■ What you will do ■
Please give back word for word the lines of the material below between the line containing "objects from attributes" and the line containing "-66,6 +71,10 @@", inclusive.

(Beginning of Task data)

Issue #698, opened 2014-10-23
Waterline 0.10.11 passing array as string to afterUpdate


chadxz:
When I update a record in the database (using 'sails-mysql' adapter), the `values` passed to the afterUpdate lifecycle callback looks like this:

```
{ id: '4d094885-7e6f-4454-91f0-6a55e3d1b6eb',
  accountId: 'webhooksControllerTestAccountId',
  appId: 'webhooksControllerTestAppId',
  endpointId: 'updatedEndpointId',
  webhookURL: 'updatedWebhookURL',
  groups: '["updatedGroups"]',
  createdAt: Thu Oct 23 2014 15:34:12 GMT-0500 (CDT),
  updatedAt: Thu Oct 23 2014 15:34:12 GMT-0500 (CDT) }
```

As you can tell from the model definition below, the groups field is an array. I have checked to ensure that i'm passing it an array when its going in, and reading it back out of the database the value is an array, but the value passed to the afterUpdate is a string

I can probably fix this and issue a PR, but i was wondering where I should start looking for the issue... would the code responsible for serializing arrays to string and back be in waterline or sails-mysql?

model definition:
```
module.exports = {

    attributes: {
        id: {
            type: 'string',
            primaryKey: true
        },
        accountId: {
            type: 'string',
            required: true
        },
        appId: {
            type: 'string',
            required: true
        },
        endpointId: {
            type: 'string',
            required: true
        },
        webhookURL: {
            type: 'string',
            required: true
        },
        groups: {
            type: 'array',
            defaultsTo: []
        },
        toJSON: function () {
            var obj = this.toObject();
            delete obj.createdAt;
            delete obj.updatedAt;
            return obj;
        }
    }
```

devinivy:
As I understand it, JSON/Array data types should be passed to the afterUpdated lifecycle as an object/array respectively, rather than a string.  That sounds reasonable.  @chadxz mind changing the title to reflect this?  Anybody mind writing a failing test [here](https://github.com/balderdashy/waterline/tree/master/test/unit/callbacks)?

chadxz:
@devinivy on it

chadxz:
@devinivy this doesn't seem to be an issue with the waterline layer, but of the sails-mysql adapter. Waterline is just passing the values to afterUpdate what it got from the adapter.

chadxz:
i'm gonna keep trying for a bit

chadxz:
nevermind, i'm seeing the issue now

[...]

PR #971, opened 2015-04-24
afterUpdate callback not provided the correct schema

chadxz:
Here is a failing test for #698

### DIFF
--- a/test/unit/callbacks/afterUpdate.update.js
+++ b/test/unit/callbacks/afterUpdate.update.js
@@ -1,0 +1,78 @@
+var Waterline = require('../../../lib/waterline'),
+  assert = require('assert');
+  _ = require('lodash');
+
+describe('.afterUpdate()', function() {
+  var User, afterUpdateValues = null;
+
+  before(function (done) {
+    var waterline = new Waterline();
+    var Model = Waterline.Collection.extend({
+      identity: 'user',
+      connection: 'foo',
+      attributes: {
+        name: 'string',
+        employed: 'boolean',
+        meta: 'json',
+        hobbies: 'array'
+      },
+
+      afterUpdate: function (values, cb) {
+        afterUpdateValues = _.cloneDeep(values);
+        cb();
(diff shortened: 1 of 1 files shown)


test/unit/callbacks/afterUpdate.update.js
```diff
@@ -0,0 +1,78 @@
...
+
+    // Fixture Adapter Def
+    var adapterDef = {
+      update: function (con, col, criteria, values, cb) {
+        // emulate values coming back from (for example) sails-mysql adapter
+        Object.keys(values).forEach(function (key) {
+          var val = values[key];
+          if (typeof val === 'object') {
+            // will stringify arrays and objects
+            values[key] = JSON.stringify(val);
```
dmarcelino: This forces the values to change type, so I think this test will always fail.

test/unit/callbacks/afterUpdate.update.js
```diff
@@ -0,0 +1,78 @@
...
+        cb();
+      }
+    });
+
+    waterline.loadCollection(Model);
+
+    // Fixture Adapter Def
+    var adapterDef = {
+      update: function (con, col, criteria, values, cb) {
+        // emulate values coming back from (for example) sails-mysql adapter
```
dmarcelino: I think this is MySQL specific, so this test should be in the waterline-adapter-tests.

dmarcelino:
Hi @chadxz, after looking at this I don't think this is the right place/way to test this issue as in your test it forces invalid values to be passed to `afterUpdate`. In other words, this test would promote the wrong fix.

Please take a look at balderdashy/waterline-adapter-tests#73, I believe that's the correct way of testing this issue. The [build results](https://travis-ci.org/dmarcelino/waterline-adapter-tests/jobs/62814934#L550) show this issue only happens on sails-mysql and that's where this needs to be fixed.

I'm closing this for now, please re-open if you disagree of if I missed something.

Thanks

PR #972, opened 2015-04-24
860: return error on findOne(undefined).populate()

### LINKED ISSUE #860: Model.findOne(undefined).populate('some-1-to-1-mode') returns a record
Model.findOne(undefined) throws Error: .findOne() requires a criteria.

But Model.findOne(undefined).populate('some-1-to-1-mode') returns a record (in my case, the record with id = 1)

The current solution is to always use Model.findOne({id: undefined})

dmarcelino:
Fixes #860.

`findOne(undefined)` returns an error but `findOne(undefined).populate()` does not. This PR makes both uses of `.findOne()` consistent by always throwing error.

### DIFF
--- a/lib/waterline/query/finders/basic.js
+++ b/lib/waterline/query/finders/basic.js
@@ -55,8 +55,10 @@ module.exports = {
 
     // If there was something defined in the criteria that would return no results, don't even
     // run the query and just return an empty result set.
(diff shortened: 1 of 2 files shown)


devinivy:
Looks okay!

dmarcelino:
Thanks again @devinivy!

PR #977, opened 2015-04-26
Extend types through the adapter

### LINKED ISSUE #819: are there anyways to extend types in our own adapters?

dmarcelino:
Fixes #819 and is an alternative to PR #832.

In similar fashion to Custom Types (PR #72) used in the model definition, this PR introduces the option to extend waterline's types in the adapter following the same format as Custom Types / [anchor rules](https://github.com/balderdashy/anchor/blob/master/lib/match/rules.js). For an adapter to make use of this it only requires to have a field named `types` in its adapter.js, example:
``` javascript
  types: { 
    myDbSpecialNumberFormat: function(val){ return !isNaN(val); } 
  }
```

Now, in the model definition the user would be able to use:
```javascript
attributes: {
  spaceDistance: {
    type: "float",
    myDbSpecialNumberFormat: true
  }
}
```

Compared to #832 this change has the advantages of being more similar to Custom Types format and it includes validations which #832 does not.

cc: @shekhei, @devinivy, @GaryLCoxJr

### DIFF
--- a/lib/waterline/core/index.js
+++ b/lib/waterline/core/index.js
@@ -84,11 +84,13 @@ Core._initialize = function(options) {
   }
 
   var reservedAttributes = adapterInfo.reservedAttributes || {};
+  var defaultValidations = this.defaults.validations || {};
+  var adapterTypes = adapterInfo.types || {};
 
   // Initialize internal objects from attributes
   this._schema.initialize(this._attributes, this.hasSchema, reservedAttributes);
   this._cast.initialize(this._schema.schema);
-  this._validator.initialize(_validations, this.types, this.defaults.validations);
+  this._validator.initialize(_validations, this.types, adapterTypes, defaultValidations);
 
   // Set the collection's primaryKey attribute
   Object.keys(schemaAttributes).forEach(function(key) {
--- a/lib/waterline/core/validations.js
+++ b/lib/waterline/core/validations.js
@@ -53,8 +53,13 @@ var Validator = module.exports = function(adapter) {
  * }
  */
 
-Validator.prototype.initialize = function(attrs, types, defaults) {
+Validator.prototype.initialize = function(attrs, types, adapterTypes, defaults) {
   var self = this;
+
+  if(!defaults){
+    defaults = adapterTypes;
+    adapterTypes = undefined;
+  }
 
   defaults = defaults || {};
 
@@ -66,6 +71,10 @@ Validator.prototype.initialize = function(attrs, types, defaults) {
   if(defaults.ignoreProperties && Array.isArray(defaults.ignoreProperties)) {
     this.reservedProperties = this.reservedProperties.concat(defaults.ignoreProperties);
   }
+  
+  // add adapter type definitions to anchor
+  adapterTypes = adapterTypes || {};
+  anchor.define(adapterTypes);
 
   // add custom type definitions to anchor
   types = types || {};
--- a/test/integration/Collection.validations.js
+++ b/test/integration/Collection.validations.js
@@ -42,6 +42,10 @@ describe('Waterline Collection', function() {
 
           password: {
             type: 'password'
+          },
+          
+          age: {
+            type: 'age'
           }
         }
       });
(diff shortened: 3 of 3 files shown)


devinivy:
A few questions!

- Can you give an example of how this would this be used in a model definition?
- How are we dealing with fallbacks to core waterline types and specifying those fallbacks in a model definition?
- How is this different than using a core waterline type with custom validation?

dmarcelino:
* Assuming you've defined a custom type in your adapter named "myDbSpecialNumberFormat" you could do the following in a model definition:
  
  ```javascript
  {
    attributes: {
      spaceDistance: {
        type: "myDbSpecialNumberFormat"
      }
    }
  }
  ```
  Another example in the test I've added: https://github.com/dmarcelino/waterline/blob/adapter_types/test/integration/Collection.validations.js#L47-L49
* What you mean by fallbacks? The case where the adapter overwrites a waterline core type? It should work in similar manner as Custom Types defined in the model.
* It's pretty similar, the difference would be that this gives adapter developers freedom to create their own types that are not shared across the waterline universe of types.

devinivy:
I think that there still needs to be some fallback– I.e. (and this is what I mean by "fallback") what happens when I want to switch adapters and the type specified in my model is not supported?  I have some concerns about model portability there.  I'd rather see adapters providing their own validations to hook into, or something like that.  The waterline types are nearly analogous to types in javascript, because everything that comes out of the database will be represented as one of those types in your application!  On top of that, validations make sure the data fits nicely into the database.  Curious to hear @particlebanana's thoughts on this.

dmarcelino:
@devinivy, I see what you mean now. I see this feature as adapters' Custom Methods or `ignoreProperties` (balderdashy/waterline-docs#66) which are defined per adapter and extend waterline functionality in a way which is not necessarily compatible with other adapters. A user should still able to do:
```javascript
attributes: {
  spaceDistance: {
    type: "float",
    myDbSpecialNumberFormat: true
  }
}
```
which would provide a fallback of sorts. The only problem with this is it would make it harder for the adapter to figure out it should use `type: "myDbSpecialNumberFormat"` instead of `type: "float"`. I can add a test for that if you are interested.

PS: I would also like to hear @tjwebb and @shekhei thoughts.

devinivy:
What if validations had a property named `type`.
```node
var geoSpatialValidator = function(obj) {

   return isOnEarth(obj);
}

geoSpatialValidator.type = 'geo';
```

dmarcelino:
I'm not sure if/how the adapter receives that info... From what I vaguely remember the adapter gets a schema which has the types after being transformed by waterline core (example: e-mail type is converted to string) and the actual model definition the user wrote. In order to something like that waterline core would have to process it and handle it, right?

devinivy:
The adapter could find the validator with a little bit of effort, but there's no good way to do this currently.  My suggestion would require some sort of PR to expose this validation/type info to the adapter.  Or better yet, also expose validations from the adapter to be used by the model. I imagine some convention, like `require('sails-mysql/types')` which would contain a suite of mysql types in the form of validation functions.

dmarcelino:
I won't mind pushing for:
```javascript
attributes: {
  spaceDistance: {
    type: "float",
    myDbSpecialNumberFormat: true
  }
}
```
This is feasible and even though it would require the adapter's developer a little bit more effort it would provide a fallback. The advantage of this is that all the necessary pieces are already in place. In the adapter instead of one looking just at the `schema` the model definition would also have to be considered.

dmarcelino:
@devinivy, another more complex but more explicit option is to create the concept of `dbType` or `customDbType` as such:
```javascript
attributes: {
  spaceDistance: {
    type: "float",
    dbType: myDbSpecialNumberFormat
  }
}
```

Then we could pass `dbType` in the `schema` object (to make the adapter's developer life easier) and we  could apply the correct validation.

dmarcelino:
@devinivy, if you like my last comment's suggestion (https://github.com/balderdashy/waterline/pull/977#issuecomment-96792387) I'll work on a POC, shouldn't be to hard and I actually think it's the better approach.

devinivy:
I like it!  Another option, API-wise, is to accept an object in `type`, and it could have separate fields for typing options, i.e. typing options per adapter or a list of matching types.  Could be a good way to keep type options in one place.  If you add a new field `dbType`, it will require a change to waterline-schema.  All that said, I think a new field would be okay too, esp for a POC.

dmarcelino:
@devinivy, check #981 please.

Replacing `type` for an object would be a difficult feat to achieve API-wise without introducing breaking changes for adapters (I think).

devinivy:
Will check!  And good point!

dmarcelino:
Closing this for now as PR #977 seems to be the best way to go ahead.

(End of Task data)

■ Expected output ■
   // Initialize internal objects from attributes
   this._schema.initialize(this._attributes, this.hasSchema, reservedAttributes);
   this._cast.initialize(this._schema.schema);
-  this._validator.initialize(_validations, this.types, this.defaults.validations);
+  this._validator.initialize(_validations, this.types, adapterTypes, defaultValidations);
 
   // Set the collection's primaryKey attribute
   Object.keys(schemaAttributes).forEach(function(key) {
--- a/lib/waterline/core/validations.js
+++ b/lib/waterline/core/validations.js
@@ -53,8 +53,13 @@ var Validator = module.exports = function(adapter) {
  * }
  */
 
-Validator.prototype.initialize = function(attrs, types, defaults) {
+Validator.prototype.initialize = function(attrs, types, adapterTypes, defaults) {
   var self = this;
+
+  if(!defaults){
+    defaults = adapterTypes;
+    adapterTypes = undefined;
+  }
 
   defaults = defaults || {};
 
@@ -66,6 +71,10 @@ Validator.prototype.initialize = function(attrs, types, defaults) {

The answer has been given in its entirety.